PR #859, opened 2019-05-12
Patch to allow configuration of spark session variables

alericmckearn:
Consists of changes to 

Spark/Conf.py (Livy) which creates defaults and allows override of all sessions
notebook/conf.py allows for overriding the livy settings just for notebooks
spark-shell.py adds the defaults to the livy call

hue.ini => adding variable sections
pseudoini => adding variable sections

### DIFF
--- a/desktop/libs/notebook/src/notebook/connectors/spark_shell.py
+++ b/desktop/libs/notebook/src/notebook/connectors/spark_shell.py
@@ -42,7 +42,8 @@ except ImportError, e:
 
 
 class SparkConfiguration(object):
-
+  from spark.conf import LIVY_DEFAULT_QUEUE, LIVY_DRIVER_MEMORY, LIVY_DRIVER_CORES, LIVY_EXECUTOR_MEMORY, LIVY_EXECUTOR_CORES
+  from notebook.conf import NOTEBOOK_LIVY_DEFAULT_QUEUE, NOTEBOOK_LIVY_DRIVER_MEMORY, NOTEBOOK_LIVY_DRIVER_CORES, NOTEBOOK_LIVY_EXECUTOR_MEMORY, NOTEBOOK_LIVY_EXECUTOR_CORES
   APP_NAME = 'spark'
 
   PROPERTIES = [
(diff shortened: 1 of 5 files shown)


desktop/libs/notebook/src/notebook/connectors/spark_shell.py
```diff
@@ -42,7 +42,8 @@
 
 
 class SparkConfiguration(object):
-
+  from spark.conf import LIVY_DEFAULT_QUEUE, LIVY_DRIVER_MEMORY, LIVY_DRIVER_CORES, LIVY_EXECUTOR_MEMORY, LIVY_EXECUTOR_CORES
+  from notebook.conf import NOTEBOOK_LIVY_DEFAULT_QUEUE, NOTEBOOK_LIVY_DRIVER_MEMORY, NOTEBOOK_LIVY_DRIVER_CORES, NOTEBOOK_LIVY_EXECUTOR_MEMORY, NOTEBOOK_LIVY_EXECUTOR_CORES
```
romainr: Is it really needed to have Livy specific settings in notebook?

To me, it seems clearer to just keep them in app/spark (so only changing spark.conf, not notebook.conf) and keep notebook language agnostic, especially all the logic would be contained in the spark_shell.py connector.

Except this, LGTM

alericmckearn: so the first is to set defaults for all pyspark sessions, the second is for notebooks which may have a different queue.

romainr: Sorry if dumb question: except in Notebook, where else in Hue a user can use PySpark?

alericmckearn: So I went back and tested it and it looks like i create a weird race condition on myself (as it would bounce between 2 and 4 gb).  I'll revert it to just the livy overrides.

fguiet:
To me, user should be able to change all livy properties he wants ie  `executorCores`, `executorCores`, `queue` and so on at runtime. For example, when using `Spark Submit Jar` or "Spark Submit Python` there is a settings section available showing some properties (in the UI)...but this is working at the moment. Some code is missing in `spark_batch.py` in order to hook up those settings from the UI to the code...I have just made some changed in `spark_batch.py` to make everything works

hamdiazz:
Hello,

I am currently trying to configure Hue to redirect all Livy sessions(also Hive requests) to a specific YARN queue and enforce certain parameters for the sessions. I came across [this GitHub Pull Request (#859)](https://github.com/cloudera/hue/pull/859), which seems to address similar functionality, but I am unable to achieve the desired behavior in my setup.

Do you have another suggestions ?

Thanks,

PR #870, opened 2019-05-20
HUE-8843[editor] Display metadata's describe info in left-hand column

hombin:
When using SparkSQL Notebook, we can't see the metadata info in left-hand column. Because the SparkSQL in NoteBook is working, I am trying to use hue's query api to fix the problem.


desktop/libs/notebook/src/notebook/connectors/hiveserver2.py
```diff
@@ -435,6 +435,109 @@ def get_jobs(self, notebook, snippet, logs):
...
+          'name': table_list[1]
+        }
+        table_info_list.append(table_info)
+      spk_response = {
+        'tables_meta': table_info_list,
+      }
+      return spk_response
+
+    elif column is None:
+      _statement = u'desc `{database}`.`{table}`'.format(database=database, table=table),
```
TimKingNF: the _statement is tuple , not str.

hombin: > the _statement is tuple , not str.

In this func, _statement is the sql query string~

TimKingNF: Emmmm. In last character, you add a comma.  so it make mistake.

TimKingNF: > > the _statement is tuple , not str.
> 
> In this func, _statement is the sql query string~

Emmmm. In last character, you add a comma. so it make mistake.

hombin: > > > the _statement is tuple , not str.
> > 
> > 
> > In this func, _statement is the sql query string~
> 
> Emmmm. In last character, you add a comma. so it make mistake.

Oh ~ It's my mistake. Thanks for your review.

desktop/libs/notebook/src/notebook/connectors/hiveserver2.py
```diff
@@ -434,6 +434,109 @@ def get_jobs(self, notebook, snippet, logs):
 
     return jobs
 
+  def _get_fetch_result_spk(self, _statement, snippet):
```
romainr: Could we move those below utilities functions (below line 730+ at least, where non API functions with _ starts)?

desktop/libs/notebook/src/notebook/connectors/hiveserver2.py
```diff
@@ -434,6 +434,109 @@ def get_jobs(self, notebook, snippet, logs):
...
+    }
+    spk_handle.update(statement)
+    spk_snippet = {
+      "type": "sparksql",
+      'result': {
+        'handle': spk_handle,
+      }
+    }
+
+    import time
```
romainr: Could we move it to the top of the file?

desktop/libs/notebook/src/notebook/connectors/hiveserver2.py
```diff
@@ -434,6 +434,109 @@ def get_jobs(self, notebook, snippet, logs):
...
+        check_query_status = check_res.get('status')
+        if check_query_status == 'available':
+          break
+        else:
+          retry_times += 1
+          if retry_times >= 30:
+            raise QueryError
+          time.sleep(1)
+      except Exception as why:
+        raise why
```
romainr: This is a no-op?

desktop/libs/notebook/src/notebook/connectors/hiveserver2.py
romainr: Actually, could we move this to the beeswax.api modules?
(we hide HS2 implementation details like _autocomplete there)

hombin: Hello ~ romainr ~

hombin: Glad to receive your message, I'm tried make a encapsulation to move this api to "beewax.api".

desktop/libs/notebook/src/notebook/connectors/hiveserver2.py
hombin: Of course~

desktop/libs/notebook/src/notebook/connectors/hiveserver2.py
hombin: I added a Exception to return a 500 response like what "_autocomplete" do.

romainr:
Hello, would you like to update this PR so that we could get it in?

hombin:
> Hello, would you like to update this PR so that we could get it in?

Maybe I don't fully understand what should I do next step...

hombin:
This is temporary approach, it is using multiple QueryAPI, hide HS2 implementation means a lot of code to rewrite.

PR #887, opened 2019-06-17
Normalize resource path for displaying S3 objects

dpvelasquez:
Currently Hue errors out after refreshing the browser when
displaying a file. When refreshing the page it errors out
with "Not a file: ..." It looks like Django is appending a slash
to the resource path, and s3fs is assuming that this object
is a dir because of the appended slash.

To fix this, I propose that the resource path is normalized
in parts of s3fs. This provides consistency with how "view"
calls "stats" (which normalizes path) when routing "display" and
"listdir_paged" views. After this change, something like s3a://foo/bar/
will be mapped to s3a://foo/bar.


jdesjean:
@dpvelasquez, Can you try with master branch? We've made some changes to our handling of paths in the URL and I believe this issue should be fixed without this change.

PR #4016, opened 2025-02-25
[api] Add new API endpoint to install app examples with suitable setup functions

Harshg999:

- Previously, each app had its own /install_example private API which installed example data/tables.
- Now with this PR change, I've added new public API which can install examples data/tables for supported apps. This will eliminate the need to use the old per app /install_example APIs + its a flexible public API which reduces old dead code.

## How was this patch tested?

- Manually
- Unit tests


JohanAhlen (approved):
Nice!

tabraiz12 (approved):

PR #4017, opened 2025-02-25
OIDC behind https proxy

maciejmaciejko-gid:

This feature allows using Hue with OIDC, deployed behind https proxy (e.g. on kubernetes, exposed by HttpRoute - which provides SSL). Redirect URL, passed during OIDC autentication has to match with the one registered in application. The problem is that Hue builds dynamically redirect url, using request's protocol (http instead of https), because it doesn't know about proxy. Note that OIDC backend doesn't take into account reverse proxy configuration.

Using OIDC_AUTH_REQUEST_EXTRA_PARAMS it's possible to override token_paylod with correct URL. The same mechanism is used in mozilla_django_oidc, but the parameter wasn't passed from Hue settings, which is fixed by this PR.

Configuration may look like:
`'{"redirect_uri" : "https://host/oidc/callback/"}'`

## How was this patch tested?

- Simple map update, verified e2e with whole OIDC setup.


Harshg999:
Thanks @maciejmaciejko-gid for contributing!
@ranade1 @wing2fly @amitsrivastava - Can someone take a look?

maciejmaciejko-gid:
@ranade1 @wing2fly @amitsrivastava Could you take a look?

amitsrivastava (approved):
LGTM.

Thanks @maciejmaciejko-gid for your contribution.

..........

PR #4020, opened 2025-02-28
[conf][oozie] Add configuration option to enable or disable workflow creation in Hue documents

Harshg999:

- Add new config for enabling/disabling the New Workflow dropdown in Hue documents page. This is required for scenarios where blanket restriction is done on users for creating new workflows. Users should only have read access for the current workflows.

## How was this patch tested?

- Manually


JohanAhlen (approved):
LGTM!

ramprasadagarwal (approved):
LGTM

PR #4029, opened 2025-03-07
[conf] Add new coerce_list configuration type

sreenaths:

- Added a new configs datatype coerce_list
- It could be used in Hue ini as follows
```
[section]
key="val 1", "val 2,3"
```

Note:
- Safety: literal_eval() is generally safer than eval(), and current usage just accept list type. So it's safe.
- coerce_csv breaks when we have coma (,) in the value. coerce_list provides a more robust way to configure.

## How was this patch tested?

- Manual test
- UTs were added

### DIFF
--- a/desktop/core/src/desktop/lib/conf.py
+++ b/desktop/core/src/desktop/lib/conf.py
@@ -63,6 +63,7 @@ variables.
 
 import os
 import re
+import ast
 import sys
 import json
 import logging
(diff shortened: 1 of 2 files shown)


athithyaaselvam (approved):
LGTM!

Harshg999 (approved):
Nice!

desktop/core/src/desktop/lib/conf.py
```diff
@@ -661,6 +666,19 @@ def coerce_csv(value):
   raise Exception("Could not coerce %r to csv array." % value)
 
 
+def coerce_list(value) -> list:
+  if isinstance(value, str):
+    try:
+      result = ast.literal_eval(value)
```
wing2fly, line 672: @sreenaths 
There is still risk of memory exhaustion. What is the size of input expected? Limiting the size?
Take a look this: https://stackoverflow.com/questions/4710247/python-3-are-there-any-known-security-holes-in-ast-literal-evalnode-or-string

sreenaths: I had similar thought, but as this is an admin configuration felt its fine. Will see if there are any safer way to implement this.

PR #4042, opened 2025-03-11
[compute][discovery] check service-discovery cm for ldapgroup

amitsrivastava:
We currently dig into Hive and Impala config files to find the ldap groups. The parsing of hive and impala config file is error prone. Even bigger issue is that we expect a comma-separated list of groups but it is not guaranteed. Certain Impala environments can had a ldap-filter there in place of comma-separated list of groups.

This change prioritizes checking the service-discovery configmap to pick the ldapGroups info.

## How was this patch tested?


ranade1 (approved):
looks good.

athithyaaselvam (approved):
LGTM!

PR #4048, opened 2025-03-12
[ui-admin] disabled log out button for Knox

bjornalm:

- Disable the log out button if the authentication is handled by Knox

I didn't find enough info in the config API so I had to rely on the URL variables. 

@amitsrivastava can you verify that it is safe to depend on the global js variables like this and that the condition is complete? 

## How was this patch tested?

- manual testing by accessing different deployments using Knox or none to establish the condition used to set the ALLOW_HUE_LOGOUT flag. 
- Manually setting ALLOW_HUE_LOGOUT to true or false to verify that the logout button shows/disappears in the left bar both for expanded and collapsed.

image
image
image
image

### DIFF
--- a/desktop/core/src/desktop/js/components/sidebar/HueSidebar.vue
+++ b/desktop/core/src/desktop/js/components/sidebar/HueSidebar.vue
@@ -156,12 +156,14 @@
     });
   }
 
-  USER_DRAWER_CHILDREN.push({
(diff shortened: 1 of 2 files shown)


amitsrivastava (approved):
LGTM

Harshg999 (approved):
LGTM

..........

Instructions to follow: Could you retype exactly the lines above, starting at the line that contains "PR #4016, opened 2025-02-25" and ending at the line that contains "- Previously, each", and nothing more?

Answer space:
PR #4016, opened 2025-02-25
[api] Add new API endpoint to install app examples with suitable setup functions

Harshg999:

- Previously, each app had its own /install_example private API which installed example data/tables.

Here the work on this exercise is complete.